The cash pile and the more relaxed loan covenants were of course before the fine announcement and the indefinite suspension of the licence from this Friday.
Just what the company’s banks and the regulators allow to happen from today (Tuesday) to Friday at 9am remains to be seen.
A decision on the current suspension might clear the air but there doesn’t appear to be much clear air surrounding the company and the suspension will put a big hole in its December, 2022 interim results and the June 30, 2023 full year figures.
AAP reported that on Monday Mr Crawford said it was no longer in the public interest that Star – which employs 8000 staff in Sydney – remained in control of the casino licence. He said the company’s public apology and acknowledgement of serious wrongdoing had saved the licence from being scrapped.
“The Star Casino will remain open and all staff will remain employed,” he said.

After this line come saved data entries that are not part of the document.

PR #911, opened 2023-06-15
update(StorageArch): New arch for storage feature

### LINKED ISSUE #858: chore(arch): new arch for rust app
About new arch for the app, ideia is to have files organized like this example: 

image

image

lgmarchi:

- Resolve #858 

Everyone, feel free to add your comments and thoughts, and suggestions to improve it.

@phillsatellite and @stavares843 to test this PR, just need to test Storage functions again. But this one I think will be better to test after devs review.


sdwoodbury (commented):
I think the folder `layouts/storage/data` is redundant. Nearly always, a data source / database has associated CRUD functions, which are exposed as a library. It appears to me that the view-specific `data` layer only performs CRUD functions. I believe that this functionality should be shared among views rather than re-created in each view. 

I think it's fine if the presentation layer uses the domain layer for data access. But I believe that the domain layer should rely on common modules to access data sources (ex: warp_runner). Also, it is my opinion that unless the domain layer is transforming data from one model to another, it would theoretically be OK if the domain layer exposed its data source to the controller.

I think that unless data is being transformed from one model to another, it's a waste to replicate every data access function (from the data source) inside the domain layer. I understand the value of transforming data into a view-specific model but don't think that this is always needed. For example, I think it would theoretically be OK if the files_page used a model which contained some types which were defined within the `warp` library. 

I brought up the previous paragraph because, from past discussions, it sounds like your preference is to perfectly separate everything through many layers of abstraction and data transformations, even if the net result is merely using a model which is defined within the View rather than using an equivalent model which is returned by some data source.

lgmarchi:
> I think the folder `layouts/storage/data` is redundant. Nearly always, a data source / database has associated CRUD functions, which are exposed as a library. It appears to me that the view-specific `data` layer only performs CRUD functions. I believe that this functionality should be shared among views rather than re-created in each view.
> 
> I think it's fine if the presentation layer uses the domain layer for data access. But I believe that the domain layer should rely on common modules to access data sources (ex: warp_runner). Also, it is my opinion that unless the domain layer is transforming data from one model to another, it would theoretically be OK if the domain layer exposed its data source to the controller.
> 
> I think that unless data is being transformed from one model to another, it's a waste to replicate every data access function (from the data source) inside the domain layer. I understand the value of transforming data into a view-specific model but don't think that this is always needed. For example, I think it would theoretically be OK if the files_page used a model which contained some types which were defined within the `warp` library.
> 
> I brought up the previous paragraph because, from past discussions, it sounds like your preference is to perfectly separate everything through many layers of abstraction and data transformations, even if the net result is merely using a model which is defined within the View rather than using an equivalent model which is returned by some data source.

If we were to summarize your points,
Would it be, not having the 'domain' and 'data' layers, and the call to WARP_CMD_CH, which happens in the 'datasource', would happen directly in the coroutine, as it was before, but now in a different file and better separated from the UI, is this correct?

Like just having this: 

image

stavares843:
missing linter 🔨

stavares843:
it doesn't build in windows

image



luis verified in his local machine

sdwoodbury:
> > I think the folder `layouts/storage/data` is redundant. Nearly always, a data source / database has associated CRUD functions, which are exposed as a library. It appears to me that the view-specific `data` layer only performs CRUD functions. I believe that this functionality should be shared among views rather than re-created in each view.
> > I think it's fine if the presentation layer uses the domain layer for data access. But I believe that the domain layer should rely on common modules to access data sources (ex: warp_runner). Also, it is my opinion that unless the domain layer is transforming data from one model to another, it would theoretically be OK if the domain layer exposed its data source to the controller.
> > I think that unless data is being transformed from one model to another, it's a waste to replicate every data access function (from the data source) inside the domain layer. I understand the value of transforming data into a view-specific model but don't think that this is always needed. For example, I think it would theoretically be OK if the files_page used a model which contained some types which were defined within the `warp` library.
> > I brought up the previous paragraph because, from past discussions, it sounds like your preference is to perfectly separate everything through many layers of abstraction and data transformations, even if the net result is merely using a model which is defined within the View rather than using an equivalent model which is returned by some data source.
> 
> If we were to summarize your points, Would it be, not having the 'domain' and 'data' layers, and the call to WARP_CMD_CH, which happens in the 'datasource', would happen directly in the coroutine, as it was before, but now in a different file and better separated from the UI, is this correct?
> 
> Like just having this:
> 
> image

yes

lgmarchi:
It was decided to not follow with this arch.

PR #1033, opened 2023-07-24
feat(groups): Allow any char in group names

### LINKED ISSUE #1030: improvement(groups): allow symbols when creating group
image

Flemmli97:
### What this PR does 📖

- Allows any character in group names. 

- Resolve #1030

### Additional comments 🎤
I am not sure if allowing any characters will cause any problems down the line but I see how it would.
If it does we probably want just a list of allowed special characters. (e.g. like `/._-` etc.)


dariusc93:
It might be best to allow only specific characters instead of any just to be safe since I can imagine it being problematic down the road

stavares843:
added label due to darius comment

Flemmli97:
changed to specific list. current allowed are ` .,!?_&+~(){}[]+-/*`. Which should cover the most commonly used ones

phillsatellite (approved):

dariusc93 (approved):

stavares843:
Captura de ecrã 2023-07-25, às 18 29 43

we should update the copy also, i can add a PR for that

stavares843 (approved):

“The Star’s licence is suspended and the manager will hold a casino licence.”
In response to the inquiry, the Star Entertainment Group said it had taken “significant and urgent remedial steps” and would do “whatever necessary” to “restore” the casino to suitability.
But Mr Crawford said he was not satisfied with Star’s reform plan.
“The remediation plan contained in the Star’s submission did not make much sense without the leadership of a competent and experienced CEO,” he said.